* [Instructions to follow]: Go through the data below. Pull out every line that has the word "fine".

Content starts

PR #71, opened 2020-06-15
Exit warning when leaving form pages

denoribi:
Implemented a CanDeactivate Guard to pretend accidentally leaving the form pages. 
Showing an alert message to handle leaving the Page correctly. 
Disabling swipe gesture on forms pages at iOS.
Upgraded ionic.
Making image viewer compatible with the Guard.

Thanks to @MBuchalik for helping me at this task :) Can you review this ? :)


frontend/src/app/forms/auth-guard.ts
```diff
@@ -0,0 +1,36 @@
...
+
+import { FormsPage } from './forms.page';
+import { FULL_IMAGE_VIEWER_PATH } from './router-constants';
+
+@Injectable({
+  providedIn: 'root',
+})
+export class AuthGuard implements CanDeactivate<FormsPage> {
+  /**
+   * CanDeactivate method of the Guard to pretend going back to home page accidently without a warning
```
MBuchalik: There is a typo: "pretend" instead of "prevent". And "accidently" instead of "accidentally".

Also, I would prefer a wording like "... going back to the previous page ..." since it is not necessarily the home page the user might go back to.

frontend/src/app/forms/forms.page.ts
```diff
@@ -279,4 +319,63 @@ export class FormsPage implements OnInit, OnDestroy {
     }
     this.progressPercentage = validSteps / totalNumberOfRequiredSteps;
   }
+
+  /**
+   * Showing an alert message, when leaving a form page.
+   *
+   * returning a Promise<boolean>
+   * returning true, if user wants to leave the page.
+   * returning false, if user cancels leaving the page.
```
MBuchalik: My suggestion: Replace this with

```
@returns A Promise. This Promise will emit true if the user wants to leave the page. Otherwise, false is emitted.
```

Then you don't need this "returning, returning, returning".

frontend/src/app/forms/forms.page.ts
```diff
@@ -279,4 +319,63 @@ export class FormsPage implements OnInit, OnDestroy {
...
+  }
+
+  /**
+   * Deciding Function to handle leaving forms page, needed for the Guard
+   *
+   * @param hasSubmittedForm Boolean to check, if the applicant wants to leave the forms page by submitting,
+   * if applicant wants to submit, mayLeaveView() return true, so Guard will allow leaving the page.
+   *
+   * returning true = Guard will allow leaving the page.
+   * returning false = Guard will stop leaving the page.
```
MBuchalik: This method does not receive a param. So please remove the `@param` lines.

And I would maybe replace the lines starting with "returning" with sth like:

```
@returns true (either directly or emitted in the Observable) if the view may be left. Otherwise, false is returned (or emitted).
```

MBuchalik (commented):
Very good stuff 👍 I added a few comments regarding your comments :D

MBuchalik (approved):
Since there are only some commenting things you need to fix, I decided to approve this PR. Once you are done with the changes, you can directly merge it 👍

PR #72, opened 2020-06-15
Client Server Integration 

vishwasanavatti:
This PR handles integration of client and server. 

It involves upload page where number of applications being uploaded can be seen.
To test:  Please specify the path in Backend/ConfigProperties.java - absoluteFileSystemPath = "xx\\xx\\"; (set some local path). 
a) Error is shown when connection to server cannot be established.
b) When file path is not found.


dalex135 (approved):
Ran and checked. Works perfectly.

Backend/xx\xx\ab64f856-305a-4669-a1f1-3dbcd0d21b20.txt
```diff
@@ -0,0 +1 @@
...IXaTzRkgYpQ2DgcilK5GaRQgIPXrSYIyKUHnOKUDcSe1ADQxAxS57Hml8sdzTSuKAHAALnvTcEEUozjFKVJFAWDDKN2aZk5zThyMUjKBigAJyOlKozg07ggDFIRsoAdgZppDE03JNPbKqCRgmjYBhBHU0qqDyTQcEZ70g4OaBAzZ6Uq8gjNBPBOKVFGN3pQAzBowPWnsxb5qZnimFhxwcAdqaFJOMU4IcZBp24r2pAR5weKc3QGm96DwetMBSeoNAXIz3pCR0xk0h4HFArocY+M5pnTmlD+tITzTJuhQSM+9B4waQEZ5pOaAuOAJHFIaXLLyO9J1oATrS496SigQZNISad0oIPemS7jcmlGeaPak6UxB0602nnJppFCJYHg8UA4OaQcEd6CMk0xDsljSHrScjkUH1osO4u0YppGDTj04pCQfwoExpooAyeKMUyQBxQSTS0lADunFJnFLmigoemAcnmhsMc9qTOKXA25zzU+ZQhAz1oJ7UhGKBQAoyOaUnJyaSjpQMXBxntSUu44wOlKSPTmkAnIpdxxSUuMjIP4UFahkmgdcUYNKOvrSGDLgdaaMUrNnjtSAZoBijpx1p21hgEYpvSnbmIySaGNDtuzhhz7U0AkHFByVzmk5A9jSHcf82MZ4pnSnbwvQUgxjIPNA7gGK0h55ozk0pOaADHGaM5NJz0oAzQAoGOaBx0pRnPI470Zy3AwKAsGCckCl3HHNDNj5aTdjikMQZBzTtxZqQPj6Uo55pgAAJweKcrYznpTSPzpoGeKQ7jye1JyPegYH1pTwcigdwzkZpu4+tBbOaQ5BoFceuOtMLZo68ilC7h9KYhd5yOKcTvHJ6VGQRTlYKOlJoBM9BSu2TjORSdRngUBTjNMY7b8mc0n3RgikBxkUnbrQIUnt2pBmjHA9ac+c4FACIAT1pD1pOhzUnGM+tAheCvv6UzJFJ70E8e9Fhg2PxpuKKcM46ZFBIADBOaGG0fWg44xSMCp5oDQQ89BR1pQSOaMgn0pk2EII60uKVjke9N6UDAk0AZoXHcUuCW9KCdRuPSk7U4jBoPrTFYMjGMc0nXvS8YoGM0h2G0p5oIoIxTFYBTTTiMCm00JgB3ppODxTx6HpTSOaZDFzkUHG3HejtSjFAxpBAppp5JPFAQc5PSi5LGr1p2c9aZ1PFLk4pgmKACeaMAUm7ApM5oDQ/9k=
```
Bharathravi1995: For what this file is used?

frontend/src/app/app-routing.module.ts
```diff
@@ -29,6 +29,13 @@ const routes: Routes = [
         (m) => m.ApplicantsPageModule
       ),
   },
+  {
```
Bharathravi1995: I suggest to have this under applicants route like appliants/upload

frontend/src/app/applications-upload/applications-upload.page.ts
```diff
@@ -0,0 +1,193 @@
...
+    private toastController: ToastController
+  ) {}
+  /**
+   * The total application size.
+   */
+  totalSize = 0;
+  /**
+   * The application size that is being uploaded.
+   */
+  uploadSize = 1;
```
Bharathravi1995, line 32: According to the text this size corresponds to uploading count. So shouldn't it be 0 initially?

frontend/src/app/applications-upload/applications-upload.page.ts
```diff
@@ -0,0 +1,193 @@
...
+   */
+  url = 'http://localhost:9090';
+
+  /**
+   * In this method locally stored data are fetched and post request function is called for one application at time.
+   */
+  ngOnInit(): void {
+    this.storage
+      .getAllItems<FormsData>(this.storage.applicantDetailsDb)
+      .then(async (data) => {
```
Bharathravi1995, line 56: Why it has to be async and await?

frontend/src/app/applications-upload/applications-upload.page.ts
```diff
@@ -0,0 +1,193 @@
...
+        const applicantDetailsList = data.filter((x) => x.isRated === 1);
+        this.totalSize = applicantDetailsList.length;
+        for (const x of applicantDetailsList) {
```
Bharathravi1995: I suggest to use more meaningful variable name for x

frontend/src/app/applications-upload/applications-upload.page.ts
```diff
@@ -0,0 +1,193 @@
...
+          if (!this.isError) {
```
Bharathravi1995, line 60: Is this check needed? Let's say there are 100 records. And 1st API fails for some reason, then isError will become true. And rest of the API which were yet to be sent to the method won't be sent.

frontend/src/app/applications-upload/applications-upload.page.ts
```diff
@@ -0,0 +1,193 @@
...
+  /**
+   * In this method timeout of 1 second is speified to have a better readability of the application upload.
+   */
+  sleep(ms: number): Promise<void> {
+    return new Promise((resolve) => setTimeout(resolve, ms));
+  }
+  /**
+   * In this method a post request is made to the server.
+   */
+  sendPostRequest(inp: FormsData): Promise<void> {
```
Bharathravi1995, line 75: Why it needs to return promise? Is there any specific handling needed for promise?

frontend/src/app/applications-upload/applications-upload.page.ts
```diff
@@ -0,0 +1,193 @@
...
+    return this.sleep(1000).then(() => {
```
Bharathravi1995, line 76: Why there is need to delay in sending request?

frontend/src/app/applications-upload/applications-upload.page.ts
```diff
@@ -0,0 +1,193 @@
...
+      Object.entries(inp.keyCompetencies).map(([k, v]) => {
+        v.forEach((x: KeyCompetenciesEntry) => {
+          keyCompetence.push({ category: k, name: x.name, rating: x.rating });
+        });
+      });
+      /**
+       * education information are mapped according json format required by server.
+       */
+      Object.values(inp.educationInfo.educationInfoForm).map((v) => {
+        education.push(v);
```
Bharathravi1995: Can't we directly use the array from storage as there is no need of restructuring?

frontend/src/app/applications-upload/applications-upload.page.ts
```diff
@@ -0,0 +1,193 @@
...
+      });
+      /**
+       * picture of applicant is mapped according json format required by server.
+       */
+      images.push({
```
Bharathravi1995, line 95: Need to add documents pics as well.

frontend/src/app/applications-upload/applications-upload.page.ts
```diff
@@ -0,0 +1,193 @@
...
+        .subscribe(
+          (response) => {
+            if (response.status === 201) {
+              this.storage.deleteItem(this.storage.applicantDetailsDb, inp.id);
+              this.storage.deleteItem(this.storage.applicantRatingsDb, inp.id);
+              if (this.uploadSize === this.totalSize) {
+                this.isSuccess = true;
+                this.completionAlert();
+              } else {
+                this.uploadSize++;
```
Bharathravi1995, line 140: In html text it says uploading so shouldn't be incremented after sending API? Now it corresponds to uploaded count.

frontend/src/app/applications-upload/applications-upload.page.ts
```diff
@@ -0,0 +1,193 @@
...
+              }
+            }
+          },
+          (error) => {
+            this.isError = true;
+            if (error.status === 0) {
```
Bharathravi1995: There is no HTTP status code 0. 
1.The Client cannot connect to the server
2) The Client cannot receive the response within the timeout period
3) The Request was "stopped(aborted)" by the Client.
These might be reasons for 0. May be what we can have is Specific error msg in if else if then a Generic message in else for cases like unhandled error codes including 0.

Bharathravi1995 (commented):
Good job @vishwasanavatti . It was really huge task. I am glad that you cracked it on time. I checked the frontend part. It works fine.  Have added few suggestions and doubts I had as comments. Kindly check it.

Backend/xx\xx\ab64f856-305a-4669-a1f1-3dbcd0d21b20.txt
vishwasanavatti: This is not necessary. This is actually the image file which gets saved if we dont specify the file path. will remove this.

frontend/src/app/applications-upload/applications-upload.page.ts
vishwasanavatti: I feel we always start upload from 1 file and not 0 file so it is 1.

frontend/src/app/applications-upload/applications-upload.page.ts
vishwasanavatti: ya that can be done. will change

frontend/src/app/applications-upload/applications-upload.page.ts
vishwasanavatti: To wait for the response from the postRequest task to check if there is any error. if there is error it just do not process further applications.

frontend/src/app/applications-upload/applications-upload.page.ts
vishwasanavatti: I tried it but it didn't seem to work.

frontend/src/app/applications-upload/applications-upload.page.ts
vishwasanavatti: ya but the document page is implemented in the current sprint. I can add it now as it has been merged or I can add in the next sprint.

frontend/src/app/applications-upload/applications-upload.page.ts
vishwasanavatti: It actually doing the same. Only on success of previous API, it is being incremented.

frontend/src/app/applications-upload/applications-upload.page.ts
vishwasanavatti: When server is not up. I get ERR_CONNECTION_REFUSED with status as 0. I will just handle this in else part then.

frontend/src/app/applications-upload/applications-upload.page.ts
vishwasanavatti: This is required because of readability purpose or else the page is of no use. The process happens in no time(in ms) and we wont even get to know what happened. If required we can reduce the time for large number of records by adding condition to set time value.

frontend/src/app/applications-upload/applications-upload.page.ts
vishwasanavatti: it is because of sleep function inside it returns promise.

frontend/src/app/applications-upload/applications-upload.page.ts
vishwasanavatti: > I tried it but it didn't seem to work.

My bad it works. I had tried in a wrong way.

frontend/src/app/applications-upload/applications-upload.page.ts
vishwasanavatti: Added documents to images as well.

Nasser-Eddin-Nasser (approved):
@vishwasanavatti showed me a demo, and we did testes on it. The code quality is good as well. 
In my opinion, it can be merged  :)

frontend/src/app/app-routing.module.ts
vishwasanavatti: I guess even applicants need to be added under home, so can we just keep this open and do everything in next sprint?

frontend/src/app/applications-upload/applications-upload.page.ts
vishwasanavatti: ya thats true but now the error is more genera. If one application fail, all the corresponding applications fail. We can change this with more specific errors in the coming sprint.

MBuchalik:
I just had a very brief look at the code. In general, a really good start 👍 What I didn't see here: When you go back (either by clicking "cancel", by swiping back, clicking the hardware back button, ...), will the uploading be actually cancelled?

Let's say there are 10 applications in the queue and you navigate back after the second one. Will the other 8 still be uploaded? From my point of view, the uploading should be cancelled in this case.

One trick for that: If you unsubscribe from an HttpClient's Observable, then the request will also be cancelled. Don't get me wrong on this one: Usually, you don't need to unsubscribe from HttpClient Observables, since they destroy temselves automatically. But for this special use case, you could maybe implement it like that. Or, alternatively, just stop the queue (so the current one will still be uploaded, but then the upload queue stops).


Another thing: Did I see it correctly that you don't wait for one request to complete, but rather have a fixed timeout of one second? From my point of view, it should rather be done like so:

Send Application 1 --> Wait for completion --> Send Application 2 --> Wait for completion --> ...

But if I am not mistaken, you simply create a new request every second. But what if the connection is slower than that?

Bharathravi1995:
> Let's say there are 10 applications in the queue and you navigate back after the second one. Will the 

> other 8 still be uploaded? From my point of view, the uploading should be cancelled in this case

Ya it has to be aborted if there is any pending request or unsubscribed u order to not send requests further. It is mentioned in the issue.

> Send Application 1 --> Wait for completion --> Send Application 2 --> Wait for completion --> ...

Should api be sent one by one? From my point of view we can have a threshold, let's say in chrome maxm of 6 requests per host  can be processed at a time. So we can just allow 6 at a time when a requests resolves can add one . This way the requests will be processed parallelly upto a threshold.  On the other hand we can just directly trigger api without setTimeOut or waiting for an API to be resolved. Browser will manage the network queue. But this has an adverse effect of blocking and bombarding with requests. But I am not sure how hybrid apps handles API, and maximum request it process parallelly.

MBuchalik:
> Should api be sent one by one?

I just thought it would be more simple to build it like this. Of course, we can just generate all requests at once and fill the browser's queue with that. Or generate n requests. But I guess that sending only one request at a time is less error-prone (for instance, the cancellation logic is more simple since you really only need to cancel one request). And it is also easier for the user to understand.  Also: I don't think that sending one request at a time is too slow either. At least for now, this should be fine.

Btw: I am not sure if the limit of simultaneous requests is always 6. It could be a different number (less or more), so we would need to find a way to detect this. Or hardcode this to a small number like 3 or 4.

Summary: I think that sending one request at a time is the most simple solution that is also easily testable and less error-prone compared to other solutions. Only if the Industry Partners say they want maximum speed, then, from my point of view, we should think about parallelization.

That is at least my point of view. :)

Bharathravi1995:
I completely agree it is simple. But my point is why can't we use the advantage of parallalization when it is available(But for dat we should find a suitable threshold) . It is a race between simplicity vs speed. Ok let's first implement one by one i. Then will think of paralization.

MBuchalik:
I am not completely against building a parallel version. But my idea is: First build a simple non-parallel one (with support for cancelling, good error handling etc.). And then, if we have enough time left, build a parallel one. :)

Content ends

* [Task output]:
Good job @vishwasanavatti . It was really huge task. I am glad that you cracked it on time. I checked the frontend part. It works fine.  Have added few suggestions and doubts I had as comments. Kindly check it.
I just thought it would be more simple to build it like this. Of course, we can just generate all requests at once and fill the browser's queue with that. Or generate n requests. But I guess that sending only one request at a time is less error-prone (for instance, the cancellation logic is more simple since you really only need to cancel one request). And it is also easier for the user to understand.  Also: I don't think that sending one request at a time is too slow either. At least for now, this should be fine.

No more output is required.